Single-node patterns

The simplest set of patterns are those that use a single node, with no implicit parallel operations. Most of your application runs in a single container. You can think of it as a traditional microservice deployment. The container boundary is irrelevant, until you start to extend the application with additional containers

Sidecar pattern.In fact, the underlying code doesn’t even need to be designed to be extended, as all it has is local and shared storage. Using what Burns calls the “sidecar,” you can take that code and add new functionality by attaching another container to those files, “augmenting and extending” the initial container, as he puts it. There’s no need for a sidecar to have any details of the app it’s extending; all it needs is access to its files,

An example of this is a containerized web server, with a sidecar log-shipping container that sits between its existing logging local storage and a cloud storage service. The original code in the container doesn’t need to work with S3 buckets or Azure Blobs—those APIs are handled by the sidecar where appropriate. Log files are written normally, and the sidecar ships them to appropriate storage.

Ambassador pattern.The ambassador pattern is similar, though here you need more details of the underlying app container.
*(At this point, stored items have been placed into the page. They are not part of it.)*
PR #218, opened 2020-10-20
[YUNIKORN-445] Panic in Resource.String()

wilfred-s:
The String method of Resource is not nil safe which causes a panic to be
logged instead of a proper message.


yangwwei (approved):
+1

yangwwei:
Hi @wilfred-s  seems like there is a conflict, could you please fix it?

kingamarton (approved):

yangwwei:
hi @wilfred-s  could u pls fix the conflict and merge this?

PR #220, opened 2020-10-30
[YUNIKORN-456] Added ENV var to disable reservation

kingamarton:


pkg/scheduler/scheduling_application.go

An ambassador represents the original application to the rest of the world, implementing a proxy to handle API translations or to support and manage sharding data across distributed storage. Unlike the sidecar, an ambassador needs details of the underlying app to handle translations and transitions effectively.

Adapter pattern.The final single-node pattern is the adapter. Like the ambassador, this too is a link between a microservice and the outside world. However, here it’s a tool for translating protocols. If your code has been using internal APIs and you want to connect it to an outside service an adapter can handle those connections – both in and out of the service.

Multinode patterns

Single-node distributed application patterns are all relatively simple. They take existing applications and repurpose them for use in the wider world, minimizing the changes you need to make to your code.
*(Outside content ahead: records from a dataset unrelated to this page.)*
PR #222, opened 2020-11-24
[YUNIKORN-465] scheduler health check REST API

kingamarton:
I still have to add the test cases for the change. @wilfred-s , @yangwwei please check and add your ideas.
Shortly what I added in the PR:

- checked for scheduling errors: even if right now are used for restored nodes, now can be an alarm if we have some, if we will extend its usage in the future it will be even better
- checked for failed nodes: I think it means that something is/was wrong with our internal state, if for example we have a node for a non existing partition.
- added the consistency check
- added the reservationNr/nodeNr ratio check. Here I don't know yet what should be the limit when we can say that everything is OK. Any ideas?

I skipped the latency check at the moment. I like the idea of measuring the time until an ask is confirmed. I think we can add this measurement to the metrics as well. And than we can include in the health check as well.

### DIFF
--- a/pkg/webservice/dao/scheduler-health.go
+++ b/pkg/webservice/dao/scheduler-health.go
@@ -1,0 +1,37 @@
+/*
+ Licensed to the Apache Software Foundation (ASF) under one
+ or more contributor license agreements.  See the NOTICE file
+ distributed with this work for additional information
+ regarding copyright ownership.  The ASF licenses this file
+ to you under the Apache License, Version 2.0 (the
+ "License"); you may not use this file except in compliance
+ with the License.  You may obtain a copy of the License at
+
+     http://www.apache.org/licenses/LICENSE-2.0
+
+ Unless required by applicable law or agreed to in writing, software
+ distributed under the License is distributed on an "AS IS" BASIS,
+ WITHOUT WARRANTIES OR CONDITIONS OF ANY KIND, either express or implied.
+ See the License for the specific language governing permissions and
+ limitations under the License.
+*/
+
+package dao
+
+type SchedulerHealthDAOInfo struct {
+	Healthy              bool                         `json:"healthy"`
+	SchedulingErrors     int                          `json:"schedulingErrors"`
+	FailedNodes          int                          `json:"failedNodes"`
+	UnhealthyPartition   map[string]*PartitionDAOInfo `json:"unhealthyPartitions"`
+	UnhealthyNodes       map[string]*NodeDAOInfo      `json:"unhealthyNodes"`
+	ReservationNodeRatio float32                      `json:"reservationRatio"`
+}
+
+func (s *SchedulerHealthDAOInfo) SetHealthStatus() {
+	s.Healthy =
+		s.SchedulingErrors == 0 &&
+			s.FailedNodes == 0 &&
+			len(s.UnhealthyPartition) == 0 &&
+			len(s.UnhealthyNodes) == 0
+	//TODO: what is a healthy reservation/node ratio?
+}
--- a/pkg/webservice/dao/scheduler-health.go
+++ b/pkg/webservice/dao/scheduler-health.go
@@ -19,19 +19,27 @@
 package dao
 
 type SchedulerHealthDAOInfo struct {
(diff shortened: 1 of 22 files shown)


pkg/webservice/dao/scheduler-health.go
```diff
@@ -0,0 +1,37 @@
...
+
+package dao
+
+type SchedulerHealthDAOInfo struct {
+	Healthy              bool                         `json:"healthy"`
+	SchedulingErrors     int                          `json:"schedulingErrors"`
+	FailedNodes          int                          `json:"failedNodes"`
+	UnhealthyPartition   map[string]*PartitionDAOInfo `json:"unhealthyPartitions"`
+	UnhealthyNodes       map[string]*NodeDAOInfo      `json:"unhealthyNodes"`
+	ReservationNodeRatio float32                      `json:"reservationRatio"`
```
yangwwei, line 27:
```
type SchedulerHealthDAOInfo struct {
   Healthy bool
   HealthChecks []HealthCheckInfo
}

type HealthCheckInfo struct {
   Name string
   Description string // describe what we are checking here
   Succeed bool
   DiagnosisMessage string // non-empty if succeed=false, some human-readable message to explain why this fails
}
```

pkg/webservice/handlers.go
```diff
@@ -494,6 +495,95 @@ func updateConfig(w http.ResponseWriter, r *http.Request) {
 	}
 	buildUpdateResponse(nil, w)
 }
+func checkScheduingErrors(metrics metrics2.CoreSchedulerMetrics, w http.ResponseWriter, result *dao.SchedulerHealthDAOInfo) {
+	schedulingErrors, err := metrics.GetSchedulingErrors()
+	if err != nil {
+		http.Error(w, err.Error(), http.StatusInternalServerError)
+	}
```
yangwwei, line 502: what the error message looks like when multiple of these checks are failed?

pkg/webservice/dao/scheduler-health.go
```diff
@@ -0,0 +1,37 @@
...
+}
+
+func (s *SchedulerHealthDAOInfo) SetHealthStatus() {
+	s.Healthy =
+		s.SchedulingErrors == 0 &&
+			s.FailedNodes == 0 &&
+			len(s.UnhealthyPartition) == 0 &&
+			len(s.UnhealthyNodes) == 0
+	//TODO: what is a healthy reservation/node ratio?
```
yangwwei, line 36: if we do not know what's the reasonable ratio, can we add this value to the returned message and mark this check always passed? So we can observe what kind of values we can get from the real cluster. maybe later we have a better idea of how to set this up.

pkg/webservice/routes.go
```diff
@@ -197,4 +197,11 @@ var webRoutes = routes{
 		Pattern:     "/debug/pprof/trace",
 		HandlerFunc: pprof.Trace,
 	},
+	// endpoint to check health status
+	route{
+		"Scheduler",
+		"GET",
+		"/ws/v1/scheduler/health",
```
yangwwei, line 204: better to rename this "/ws/v1/scheduler/healthcheck", which is more self-explanatory

pkg/webservice/dao/scheduler-health.go
kingamarton: I think it makes no sense to collect the successful checks as well. I would remove the `Succeed` flag from the `HealthCheckInfo` and collect only the failed infos.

But multinode patterns are more complex, and are more what you think of when you think of distributed system design.

Replicated service pattern. Burns’s first multinode pattern is a familiar one: the replicated service. Using a load balancer, you can deploye multiple replicas of the same base service, with new replicas deployed or redundant ones destroyed as necessary. It’s like how you build and deploy high-density web servers at scale. It’s also a model that lends itself to programmatic service deployment, via a new generation of service tools like Burns’s own metaparticle.ioor the system developed by Microsoft alumni at Pulumi.
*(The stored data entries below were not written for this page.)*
PR #223, opened 2020-11-26
YUNIKORN-415: Add "queues" REST API to fetch list of queues

manirajv06:
First cut implementation.

### DIFF
--- a/pkg/scheduler/objects/queue.go
+++ b/pkg/scheduler/objects/queue.go
@@ -303,8 +303,8 @@ func (sq *Queue) UpdateSortType() {
 }
 
 func (sq *Queue) GetQueuePath() string {
-	sq.Lock()
-	defer sq.Unlock()
+	sq.RLock()
+	defer sq.RUnlock()
 	return sq.QueuePath
 }
 
@@ -416,6 +416,8 @@ func (sq *Queue) GetPartitionQueues() dao.PartitionQueueDAOInfo {
 			queueInfo.Children = append(queueInfo.Children, child.GetPartitionQueues())
 		}
 	}
+	sq.RLock()
+	defer sq.RUnlock()
 	queueInfo.QueueName = sq.GetQueuePath()
 	queueInfo.Status = sq.stateMachine.Current()
 	queueInfo.MaxResource = sq.maxResource.DAOString()
--- a/pkg/scheduler/objects/queue.go
+++ b/pkg/scheduler/objects/queue.go
@@ -409,6 +409,28 @@ func (sq *Queue) GetQueueInfos() dao.QueueDAOInfo {
 	return queueInfo
 }
 
+func (sq *Queue) GetPartitionQueues() dao.PartitionQueueDAOInfo {
+	queueInfo := dao.PartitionQueueDAOInfo{}
+	if len(sq.children) > 0 {
+		for _, child := range sq.GetCopyOfChildren() {
+			queueInfo.Children = append(queueInfo.Children, child.GetPartitionQueues())
+		}
+	}
+	queueInfo.QueueName = sq.GetQueuePath()
+	queueInfo.Status = sq.stateMachine.Current()
+	queueInfo.MaxResource = sq.maxResource.DAOString()
+	queueInfo.GuaranteedResource = sq.guaranteedResource.DAOString()
+	queueInfo.AllocatedResource = sq.allocatedResource.DAOString()
+	queueInfo.IsLeaf = sq.IsLeafQueue()
+	queueInfo.IsManaged = sq.IsManaged()
+	if sq.parent == nil {
+		queueInfo.Parent = ""
+	} else {
+		queueInfo.Parent = sq.parent.GetQueuePath()
+	}
+	return queueInfo
+}
+
 // Return the pending resources for this queue
 func (sq *Queue) GetPendingResource() *resources.Resource {
 	sq.RLock()
--- a/pkg/webservice/dao/queue_info.go
+++ b/pkg/webservice/dao/queue_info.go
@@ -31,3 +31,16 @@ type QueueCapacity struct {
 	UsedCapacity    string `json:"usedcapacity"`
 	AbsUsedCapacity string `json:"absusedcapacity"`
 }
+
+type PartitionQueueDAOInfo struct {
+	QueueName          string                  `json:"queuename"`
+	Status             string                  `json:"status"`
+	Partition          string                  `json:"partition"`
+	MaxResource        string                  `json:"maxResource"`
+	GuaranteedResource string                  `json:"guaranteedResource"`
+	AllocatedResource  string                  `json:"allocatedResource"`
+	IsLeaf             bool                    `json:"isLeaf"`
+	IsManaged          bool                    `json:"isManaged"`
+	Parent             string                  `json:"parent"`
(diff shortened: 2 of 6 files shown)


yangwwei:
hi @manirajv06  thanks for working on this. Is this PR ready for review? I see some travis job failures so I am not sure if this is ready for review. Thanks

sunilgovind (commented):
It seems your working branch is not in sync with current master. @manirajv06

pkg/scheduler/objects/queue.go
```diff
@@ -401,6 +401,28 @@ func (sq *Queue) GetQueueInfos() dao.QueueDAOInfo {
...
 
+func (sq *Queue) GetPartitionQueues() dao.PartitionQueueDAOInfo {
+	queueInfo := dao.PartitionQueueDAOInfo{}
+	if len(sq.children) > 0 {
+		for _, child := range sq.GetCopyOfChildren() {
+			queueInfo.Children = append(queueInfo.Children, child.GetPartitionQueues())
+		}
+	}
+	queueInfo.QueueName = sq.GetQueuePath()
+	queueInfo.Status = sq.stateMachine.Current()
```
sunilgovind, line 412: Is it safe to get this variable w/o readlock ?

pkg/webservice/handlers.go
```diff
@@ -521,3 +522,27 @@ func updateConfiguration(conf string) (string, error) {
 	}
 	return "", fmt.Errorf("config plugin not found")
 }
+
+func getPartitionQueues(w http.ResponseWriter, r *http.Request) {
+	vars := mux.Vars(r)
+	writeHeaders(w)
+	if len(vars) == 0 {
+		http.Error(w, "Mandatory parameters are missing in URL path. Please check the usage documentation", http.StatusBadRequest)
```
sunilgovind, line 530: Do we need to return from here?

pkg/scheduler/objects/queue.go
manirajv06: Added readlock to ensure its safety. Also replaced write lock with read lock in GetQueuePath() which got introduced as part of cache refactoring. Read lock is good enough in this case. Please verify this as well.

sunilgovind: Looks good

sunilgovind: looks good

sunilgovind:
@manirajv06 could you please help to check with the codecov report as well?

pkg/webservice/routes.go
```diff
@@ -127,6 +127,13 @@ var webRoutes = routes{
 		getContainerHistory,
 	},
 
+	route{
+		"Scheduler",
+		"GET",
+		"/ws/v1/partition/{partition}/queues",
+		getPartitionQueues,
```
kingamarton, line 134: Now we have two endpoint for retrieving the queue infos. Shouldn't we delete the old one? Or what is the plan, how will the transition to the new API will be done?

pkg/webservice/handlers.go
```diff
@@ -521,3 +523,24 @@ func updateConfiguration(conf string) (string, error) {
 	}
 	return "", fmt.Errorf("config plugin not found")
 }
+
+func getPartitionQueues(w http.ResponseWriter, r *http.Request) {
+	vars := mux.Vars(r)
+	writeHeaders(w)
+	_, partitionExists := vars["partition"]
+	if len(vars) == 0 || !partitionExists {
+		http.Error(w, "Mandatory parameters are missing in URL path. Please check the usage documentation", http.StatusBadRequest)
```
kingamarton, line 532: Please extend the error message with the missing parameter names.

pkg/webservice/handlers.go
```diff
@@ -521,3 +523,24 @@ func updateConfiguration(conf string) (string, error) {
 	}
 	return "", fmt.Errorf("config plugin not found")
 }
+
+func getPartitionQueues(w http.ResponseWriter, r *http.Request) {
+	vars := mux.Vars(r)
+	writeHeaders(w)
+	_, partitionExists := vars["partition"]
```
kingamarton, line 530: Please save here the partition name instead of ignoring it, so in the line 536 you can directly use it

By breaking a service deployment down into code, you can deploy the same code wherever you want, instantiating the same containers on any Kubernetes instance, either in different Azure zones or across multiple clouds.

Sharded system patterns. More complex multinode patterns include sharded systems, where a layer of routing services behind a load balancer hands off service state to a sharded data store. This approach adds speed and resilience to replicated systems, and can be itself replicated multiple times.

It’s all code in the future

By breaking down distributed systems into repeatable patterns, it’s easier to see how you can use programming techniques to design and deploy services. You can use the same patterns to define the microservices you use to build your applications, giving you quick ways of delivering additional functionality to existing distributed applications. You can then use them to manage orchestration and pipelines on Kubernetes, treating it as the layer on which you build your code.

We’re still very much taking an artisanal approach to cloud native application development, and having a codified set of design patterns like Burns’s can only make it easier to train new developers and to build and manage code at scale.